Your instructions:
Which of the lines below mention the word "tests"? Pull each one out.

Collected data entries:

# # # # #

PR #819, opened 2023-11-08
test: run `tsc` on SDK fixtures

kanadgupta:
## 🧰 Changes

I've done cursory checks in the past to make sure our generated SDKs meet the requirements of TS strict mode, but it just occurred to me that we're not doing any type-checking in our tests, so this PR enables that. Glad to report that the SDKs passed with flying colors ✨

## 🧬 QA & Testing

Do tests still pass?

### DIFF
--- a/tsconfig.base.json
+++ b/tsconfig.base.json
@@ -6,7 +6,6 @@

# # # # #

Solution to the exercise:
I've done cursory checks in the past to make sure our generated SDKs meet the requirements of TS strict mode, but it just occurred to me that we're not doing any type-checking in our tests, so this PR enables that. Glad to report that the SDKs passed with flying colors ✨
Do tests still pass?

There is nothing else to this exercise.